1.) Decisions regarding protective custody placement, including continued placement in or release from protective custody

2.) Decisions regarding the involuntary administration of psychotropic medication

3.) Decisions regarding the disciplinary proceedings that were made at a facility other than the facility where the offender is currently assigned.

4.) Other issues except personal property issues that pertain to a facility other than the facility where the offender is currently assigned.
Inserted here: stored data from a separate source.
Issue #253, opened 2024-03-25
 [PAUTHABIELF64] Possible typo in `R_AARCH64_AUTH_GOT_LO12_NC`


kovdan01:
In https://github.com/ARM-software/abi-aa/blob/main/pauthabielf64/pauthabielf64.rst#auth-variant-got-generating-relocations, AUTH variants of GOT-generating relocations are defined. Their names are in most cases basically the same as corresponding non-AUTH relocs names, but for `R_AARCH64_AUTH_GOT_LO12_NC`, it's not true: the non-AUTH variant contains `LD64` (`R_<CLS>_LD64_GOT_LO12_NC`), so the AUTH variant should probably be `R_AARCH64_AUTH_LD64_GOT_LO12_NC`. If `LD64` is considered redundant since we don't have 32-bit versions of AUTH relocations, it should be probably deleted from other AUTH relocs names: in `R_AARCH64_AUTH_LD64_GOTOFF_LO15` and `R_AARCH64_AUTH_LD64_GOTPAGE_LO15`, `LD64` is present.

Is `LD64` omitted in `R_AARCH64_AUTH_GOT_LO12_NC` intentionally? If yes, it would be nice if you explain rationale of such decision.

kovdan01:
Tagging @smithp35 
Tagging @asl

smithp35:
I'm on vacation this week. Will get back to you after Easter.

It is most likely a typo, my memory is that I wanted to match the existing dynamic relocations. I'll check when I get back to see if there is any other reason.

smithp35:
I agree this is a typo. I've created https://github.com/ARM-software/abi-aa/pull/255 to fix.

To the best of my knowledge the Appendix on GOT generating relocations hasn't been implemented before. At the time of writing the interested parties preferred to have a RELRO unsigned GOT.

kovdan01:
Closing the issue as resolved in #255

PR #255, opened 2024-04-02
[pauthabielf64] Fix typo in relocation name

smithp35:
As pointed out in https://github.com/ARM-software/abi-aa/issues/253 the R_AARCH64_AUTH_GOT_LO12_NC is meant to be the AUTH variant of R_AARCH64_LD64_GOT_LO12_NC. As there is also a
R_AARCH64_LD32_GOT_LO12_NC relocation rename the relocation to R_AARCH64_LD64_AUTH_GOT_LO12_NC.

These relocations are in the appendix as we are currently expecting the GOT to be RELRO and unsigned in most signing schemas.

### DIFF
--- a/pauthabielf64/pauthabielf64.rst
+++ b/pauthabielf64/pauthabielf64.rst
@@ -1167,7 +1167,6 @@ The GOT entries must be relocated by AUTH variant dynamic relocations.
   |             |                                        |                                  | value to bits [11:0] of  |
   |             |                                        |                                  | X. No overflow check.    |
   +-------------+----------------------------------------+----------------------------------+--------------------------+
-
 .. raw:: pdf
 
    PageBreak
@@ -1181,7 +1180,9 @@ is the PAuth ABI equivalent of ``R_AARCH64_RELATIVE``. The underlying
 calculation performed by the dynamic linker is the same, the only
 difference is that the resulting pointer is signed. The dynamic linker
 reads the signing schema from the contents of the place of the dynamic
-relocation.
+relocation. The ``R_AARCH64_AUTH_GOT_ADD_LO12_NC`` relocation is an
+addition for the PAuth ABI and has no equivalent in (AAELF64_). It is
+used with the ``:got_auth_lo12:`` operator on an add instruction.
 
 .. table:: Additional AUTH Dynamic relocations
 
--- a/pauthabielf64/pauthabielf64.rst
+++ b/pauthabielf64/pauthabielf64.rst
@@ -1153,7 +1153,7 @@ The GOT entries must be relocated by AUTH variant dynamic relocations.
   |             |                                        |                                  | check that –2\ :sup:`32` |
   |             |                                        |                                  | <= X < 2\ :sup:`32`      |
   +-------------+----------------------------------------+----------------------------------+--------------------------+
-  | 0x811A      | R\_AARCH64\_AUTH\_GOT\_LO12_NC         | G(ENCD(GDAT(S + A)))             | Set the LD/ST immediate  |
+  | 0x811A      | R\_AARCH64\_AUTH\_LD64\_GOT\_LO12_NC   | G(ENCD(GDAT(S + A)))             | Set the LD/ST immediate  |
   |             |                                        |                                  | field to bits [11:3] of  |
   |             |                                        |                                  | X. No overflow check;    |
   |             |                                        |                                  | check that X&7 = 0       |


MaskRay:
Shall we use `GDAT(S) + A` ? But that can be done after https://github.com/ARM-software/abi-aa/issues/217 has a concrete resolution.

kovdan01:
I've just noticed that `RAARCH64_AUTH_GOT_ADD_LO12_NC` also contains a typo - `_` is missed after `R`.
BTW, is there a corresponding non-auth reloc? I don't see `R_AARCH64_GOT_ADD_LO12_NC` in https://github.com/ARM-software/abi-aa/blob/main/aaelf64/aaelf64.rst

smithp35:
> I've just noticed that `RAARCH64_AUTH_GOT_ADD_LO12_NC` also contains a typo - `_` is missed after `R`. BTW, is there a corresponding non-auth reloc? I don't see `R_AARCH64_GOT_ADD_LO12_NC` in https://github.com/ARM-software/abi-aa/blob/main/aaelf64/aaelf64.rst

I've updated to remove that relocation. I can't see anything it would be used for apart from calculating the address of a GOT slot, but user-code shouldn't be able to do that anyway and the compiler has other ways to do that if it needs to using the other relocations.

smithp35:
> Shall we use `GDAT(S) + A` ? But that can be done after #217 has a concrete resolution.

I've got an action to make an internal proposal for what to do about #217 this week.

MaskRay (approved):

kovdan01:
@smithp35 

> I can't see anything it would be used for apart from calculating the address of a GOT slot, but user-code shouldn't be able to do that anyway

Is it actually true that we shouldn't be able to do that? According to the spec, address of the GOT entry is used as a modifier when signing the contents of the entry. The example code for accessing signed GOT entry includes this calculation (see https://github.com/ARM-software/abi-aa/blob/main/pauthabielf64/pauthabielf64.rst#default-signing-schema):

```
adrp x8, :got_auth: symbol
add x8, x8, :got_auth_lo12: symbol
ldr x0, [x8]
// Authenticate to get unsigned pointer
autia x0, x8
```

If `R_AARCH64_AUTH_GOT_ADD_LO12_NC` is removed, I suppose the code snippet should be changed correspondingly (not to include `add` with `:got_auth_lo12:` immediate). Personally, I feel that `adrp`+`add` is the most simple way to achieve the desired functionality, so the reloc should probably be left in the spec, just with the typo fixed. Please let me know if I miss smth and there is an easier way to re-implement the code block above.

smithp35:
> @smithp35
> 
> > I can't see anything it would be used for apart from calculating the address of a GOT slot, but user-code shouldn't be able to do that anyway
> 
> Is it actually true that we shouldn't be able to do that? According to the spec, address of the GOT entry is used as a modifier when signing the contents of the entry. The example code for accessing signed GOT entry includes this calculation (see https://github.com/ARM-software/abi-aa/blob/main/pauthabielf64/pauthabielf64.rst#default-signing-schema):
> 
> ```
> adrp x8, :got_auth: symbol
> add x8, x8, :got_auth_lo12: symbol
> ldr x0, [x8]
> // Authenticate to get unsigned pointer
> autia x0, x8
> ```
> 
> If `R_AARCH64_AUTH_GOT_ADD_LO12_NC` is removed, I suppose the code snippet should be changed correspondingly (not to include `add` with `:got_auth_lo12:` immediate). Personally, I feel that `adrp`+`add` is the most simple way to achieve the desired functionality, so the reloc should probably be left in the spec, just with the typo fixed. Please let me know if I miss smth and there is an easier way to re-implement the code block above.

Thanks for reminding me, a lot of the rationale has fallen out of my memory in the time that it was first wrote. I agree with you and this is how the AArch64 PAC PLTs are implemented in LLD, albeit with just the calculation and not the relocation.

In this particular case there is no need to rename the relocation as the ABI only uses the LD64 and LD32 when there is a material difference in the relocation. The  `R_AARCH64_AUTH_GOT_ADD_LO12_NC` has no overflow check and would result
in bits [11:0] regardless of whether we were ILP32 and ILP64. The closest equivalent in the existing AAELF64 is `R_<CLS>_ ADD_ABS_LO12_NC`.

I'll update to put the relocation back in as was, and add a note below to match the relocation with the operator `:got_auth_lo12:`

asl:
@smithp35 Thanks! Looks like there was some discrepancy in the particular implementation. Now everything fully matches.

smithp35:
Thanks for the confirmation. Merging.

20 Ill. Admin. Code §504.870(a). None of these scenarios was indicated on the grievance form, in fact, nothing was indicated on the grievance form except the checked box. Further, even if Rushing had argued (which he did not) that the grievance was outside of the jurisdiction because there was some evidence the injection was a psychotropic medication, Magistrate Judge Frazier and this Court both find it unbelievable the grievance counselor would not print her name, sign the form, write the reasoning behind it, date the form, and then check the box as required on the form. Further, the October 14, 2009 grievance (complaining of the amount of time to process the grievance) which was also sent directly to the ARB under the same circumstances as the July 24, 2009 grievance certainly did not fall within any of the four scenarios above. Gerst provided sufficient evidence the grievance counselor did not fail to follow standard protocol twice by either a.) stating there was no jurisdiction when there was jurisdiction or b.) correctly stating there was no jurisdiction but failing to fill out two forms properly.
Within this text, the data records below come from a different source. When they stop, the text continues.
PR #57, opened 2022-04-28
Improve and explain the 'script 2' demo

antocuni:
This is not very fancy and I know what using an HTML table for alignment is not a good practice, but that's the best I can do with my limited HTML/CSS knowledge, feel free to improve on that.

Screenshot of the improved demo:
image

### DIFF
--- a/pyscriptjs/examples/simple_script2.html
+++ b/pyscriptjs/examples/simple_script2.html
@@ -4,22 +4,48 @@
     <meta charset="utf-8" />
     <meta name="viewport" content="width=device-width,initial-scale=1" />
 
-    <title>Svelte app</title>
+    <title>PyScript simple script 2 demo</title>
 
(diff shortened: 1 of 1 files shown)


fpliger:
Sorry, I realized I never got back to this topic/question. 

Yeah, one of the primary target users for PyScript is non technical users, with little or no knowledge of HTML. I realized that's not the case today (mainly because it got a lot of interest from the technical community, after the launch at PyCon) but we should keep that principle in mind anytime we add things to the core framework and to the additional resources (like examples and docs).  The `<py-table>` proposal was just one of the possibilities.. Looking back, just supporting markdown seems another easy idea to have a simpler version of this, for instance)

fpliger:
As discussed with @antocuni in person, we'll close this one for now and add this useful info when we add more components that can better support the UX.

There is no reason to believe the grievance was outside of the jurisdiction of the grievance procedures. Gerst has provided sufficient evidence to prove Rushing never filed the grievance at the second step with the Grievance Officer as required. The Grievance Officer has no record of these grievances ever being filed but keeps a record book. The complained of grievances were within the jurisdiction of the facility. Rushing testified he mailed the grievances on to the ARB himself. The Court does not find it credible that Dolce told him to mail the grievances without filling out any information on the form. Rather, like Magistrate Judge Frazier, this Court finds Rushing did not want to wait for the administrative process to run its course and sent the grievance before completing all of the necessary steps. It was established during the hearing Rushing had knowledge of the grievance system and knew the steps he needed to take.

In spite of this, he mailed the grievance to the ARB before completing the required steps in the correctional facility. This is willfully failing to exhaust his remedies and therefore, "the case is over." Pavey, 544 F.3d at 742.

After reviewing Magistrate Judge Frazier's Report and Recommendation and conducting a de novo review of the objected to portions, the Court believes the R&R is correct. The Court has reviewed the remainder of the R& R for clear error and found none. Johnson v. Zema Sys. Corp., 170 F.3d 734, 739 (7th Cir. 1999).

The Court ADOPTS the Report and Recommendation (Doc. 48) and GRANTS Gerst's motion for summary judgment (Doc. 26). As there are no remaining issues, the case is DISMISSED with prejudice.